• **What you should do**
Lines from the first one down to the one containing "without requiring the" in the data below are the only ones needed; please return them exactly, both ends included.

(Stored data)

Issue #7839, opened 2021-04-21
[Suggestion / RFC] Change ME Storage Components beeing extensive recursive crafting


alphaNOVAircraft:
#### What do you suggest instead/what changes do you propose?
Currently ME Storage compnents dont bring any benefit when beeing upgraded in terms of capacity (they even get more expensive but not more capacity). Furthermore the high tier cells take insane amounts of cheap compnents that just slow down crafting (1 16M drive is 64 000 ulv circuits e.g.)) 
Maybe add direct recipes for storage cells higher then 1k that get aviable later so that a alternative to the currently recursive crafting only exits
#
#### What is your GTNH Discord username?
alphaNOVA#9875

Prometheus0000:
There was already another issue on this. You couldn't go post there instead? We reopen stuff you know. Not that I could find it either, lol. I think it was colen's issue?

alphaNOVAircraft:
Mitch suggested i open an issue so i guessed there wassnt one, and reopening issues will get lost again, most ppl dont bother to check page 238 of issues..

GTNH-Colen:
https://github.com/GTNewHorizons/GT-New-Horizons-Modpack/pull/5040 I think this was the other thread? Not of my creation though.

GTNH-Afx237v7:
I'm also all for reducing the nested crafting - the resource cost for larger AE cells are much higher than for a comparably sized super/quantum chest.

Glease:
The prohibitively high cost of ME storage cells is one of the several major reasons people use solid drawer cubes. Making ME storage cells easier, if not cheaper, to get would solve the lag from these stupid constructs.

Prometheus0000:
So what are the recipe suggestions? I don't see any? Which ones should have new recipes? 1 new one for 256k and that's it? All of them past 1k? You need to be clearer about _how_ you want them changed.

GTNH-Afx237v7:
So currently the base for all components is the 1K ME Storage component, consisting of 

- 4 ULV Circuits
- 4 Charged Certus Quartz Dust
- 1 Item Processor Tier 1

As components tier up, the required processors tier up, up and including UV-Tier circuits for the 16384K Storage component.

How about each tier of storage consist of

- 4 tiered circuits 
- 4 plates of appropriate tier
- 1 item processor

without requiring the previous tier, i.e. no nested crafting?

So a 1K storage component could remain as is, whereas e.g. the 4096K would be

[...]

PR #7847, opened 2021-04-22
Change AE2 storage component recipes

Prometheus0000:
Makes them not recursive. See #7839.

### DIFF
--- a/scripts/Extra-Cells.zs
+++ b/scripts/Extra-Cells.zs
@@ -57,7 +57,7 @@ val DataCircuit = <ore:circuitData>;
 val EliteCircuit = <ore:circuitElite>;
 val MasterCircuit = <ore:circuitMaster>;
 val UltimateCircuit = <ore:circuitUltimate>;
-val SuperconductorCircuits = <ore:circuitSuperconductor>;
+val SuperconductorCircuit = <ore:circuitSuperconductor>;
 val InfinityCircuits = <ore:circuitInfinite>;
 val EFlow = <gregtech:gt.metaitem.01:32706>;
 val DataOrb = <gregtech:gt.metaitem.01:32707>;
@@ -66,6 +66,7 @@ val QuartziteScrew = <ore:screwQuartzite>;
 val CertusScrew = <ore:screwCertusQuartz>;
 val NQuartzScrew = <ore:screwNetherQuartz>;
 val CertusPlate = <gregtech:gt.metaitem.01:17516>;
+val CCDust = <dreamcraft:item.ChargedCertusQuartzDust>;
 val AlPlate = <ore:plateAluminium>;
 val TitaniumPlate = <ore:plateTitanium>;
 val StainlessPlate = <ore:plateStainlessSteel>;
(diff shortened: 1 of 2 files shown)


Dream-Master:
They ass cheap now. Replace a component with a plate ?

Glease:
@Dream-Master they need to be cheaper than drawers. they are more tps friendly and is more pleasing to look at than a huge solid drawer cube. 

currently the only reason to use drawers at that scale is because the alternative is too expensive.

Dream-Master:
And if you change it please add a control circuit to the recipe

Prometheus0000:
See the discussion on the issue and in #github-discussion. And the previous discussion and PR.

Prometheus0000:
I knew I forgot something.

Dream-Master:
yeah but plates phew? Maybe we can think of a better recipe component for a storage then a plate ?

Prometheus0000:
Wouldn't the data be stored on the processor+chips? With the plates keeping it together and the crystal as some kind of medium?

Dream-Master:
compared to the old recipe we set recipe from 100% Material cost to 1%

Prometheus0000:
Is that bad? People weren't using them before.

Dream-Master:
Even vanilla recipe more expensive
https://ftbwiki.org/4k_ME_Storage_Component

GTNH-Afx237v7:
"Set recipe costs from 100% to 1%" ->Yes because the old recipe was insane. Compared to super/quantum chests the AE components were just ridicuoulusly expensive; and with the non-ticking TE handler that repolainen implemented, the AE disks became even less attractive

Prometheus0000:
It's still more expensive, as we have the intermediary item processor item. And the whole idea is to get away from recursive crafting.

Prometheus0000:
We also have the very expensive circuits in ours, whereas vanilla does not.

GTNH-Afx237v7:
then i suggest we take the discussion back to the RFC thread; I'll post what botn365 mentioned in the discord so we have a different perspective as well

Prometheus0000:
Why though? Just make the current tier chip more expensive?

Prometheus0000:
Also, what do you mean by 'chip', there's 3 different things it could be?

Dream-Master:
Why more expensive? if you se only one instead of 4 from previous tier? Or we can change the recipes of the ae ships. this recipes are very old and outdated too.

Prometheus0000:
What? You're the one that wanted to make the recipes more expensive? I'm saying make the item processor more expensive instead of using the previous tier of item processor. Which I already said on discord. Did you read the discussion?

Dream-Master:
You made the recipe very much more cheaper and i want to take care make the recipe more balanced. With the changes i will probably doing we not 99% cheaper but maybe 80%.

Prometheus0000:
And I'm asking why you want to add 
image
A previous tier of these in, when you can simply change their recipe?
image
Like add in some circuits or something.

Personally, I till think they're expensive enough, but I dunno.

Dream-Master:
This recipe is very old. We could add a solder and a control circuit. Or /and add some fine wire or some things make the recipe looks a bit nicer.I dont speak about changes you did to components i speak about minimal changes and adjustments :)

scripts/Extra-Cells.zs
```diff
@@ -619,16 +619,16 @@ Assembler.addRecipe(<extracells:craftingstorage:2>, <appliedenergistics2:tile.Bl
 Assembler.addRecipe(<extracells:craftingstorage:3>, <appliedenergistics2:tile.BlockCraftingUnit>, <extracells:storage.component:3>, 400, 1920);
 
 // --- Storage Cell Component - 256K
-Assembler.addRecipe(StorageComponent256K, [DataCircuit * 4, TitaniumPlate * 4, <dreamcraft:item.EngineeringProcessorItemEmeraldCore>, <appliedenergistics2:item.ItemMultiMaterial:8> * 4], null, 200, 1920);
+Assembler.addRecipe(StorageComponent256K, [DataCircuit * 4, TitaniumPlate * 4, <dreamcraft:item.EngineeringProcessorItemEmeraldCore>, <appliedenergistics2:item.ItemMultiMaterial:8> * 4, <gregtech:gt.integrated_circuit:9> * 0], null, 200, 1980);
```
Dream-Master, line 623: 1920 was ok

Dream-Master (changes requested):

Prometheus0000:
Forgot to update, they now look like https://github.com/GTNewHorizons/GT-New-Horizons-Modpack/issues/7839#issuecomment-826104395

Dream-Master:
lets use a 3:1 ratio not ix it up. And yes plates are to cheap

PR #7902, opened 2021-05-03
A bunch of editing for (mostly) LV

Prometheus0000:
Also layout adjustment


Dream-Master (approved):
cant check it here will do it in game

• **Your response**
Issue #7839, opened 2021-04-21
[Suggestion / RFC] Change ME Storage Components beeing extensive recursive crafting


alphaNOVAircraft:
#### What do you suggest instead/what changes do you propose?
Currently ME Storage compnents dont bring any benefit when beeing upgraded in terms of capacity (they even get more expensive but not more capacity). Furthermore the high tier cells take insane amounts of cheap compnents that just slow down crafting (1 16M drive is 64 000 ulv circuits e.g.)) 
Maybe add direct recipes for storage cells higher then 1k that get aviable later so that a alternative to the currently recursive crafting only exits
#
#### What is your GTNH Discord username?
alphaNOVA#9875

Prometheus0000:
There was already another issue on this. You couldn't go post there instead? We reopen stuff you know. Not that I could find it either, lol. I think it was colen's issue?

alphaNOVAircraft:
Mitch suggested i open an issue so i guessed there wassnt one, and reopening issues will get lost again, most ppl dont bother to check page 238 of issues..

GTNH-Colen:
https://github.com/GTNewHorizons/GT-New-Horizons-Modpack/pull/5040 I think this was the other thread? Not of my creation though.

GTNH-Afx237v7:
I'm also all for reducing the nested crafting - the resource cost for larger AE cells are much higher than for a comparably sized super/quantum chest.

Glease:
The prohibitively high cost of ME storage cells is one of the several major reasons people use solid drawer cubes. Making ME storage cells easier, if not cheaper, to get would solve the lag from these stupid constructs.

Prometheus0000:
So what are the recipe suggestions? I don't see any? Which ones should have new recipes? 1 new one for 256k and that's it? All of them past 1k? You need to be clearer about _how_ you want them changed.

GTNH-Afx237v7:
So currently the base for all components is the 1K ME Storage component, consisting of 

- 4 ULV Circuits
- 4 Charged Certus Quartz Dust
- 1 Item Processor Tier 1

As components tier up, the required processors tier up, up and including UV-Tier circuits for the 16384K Storage component.

How about each tier of storage consist of

- 4 tiered circuits 
- 4 plates of appropriate tier
- 1 item processor

without requiring the previous tier, i.e. no nested crafting?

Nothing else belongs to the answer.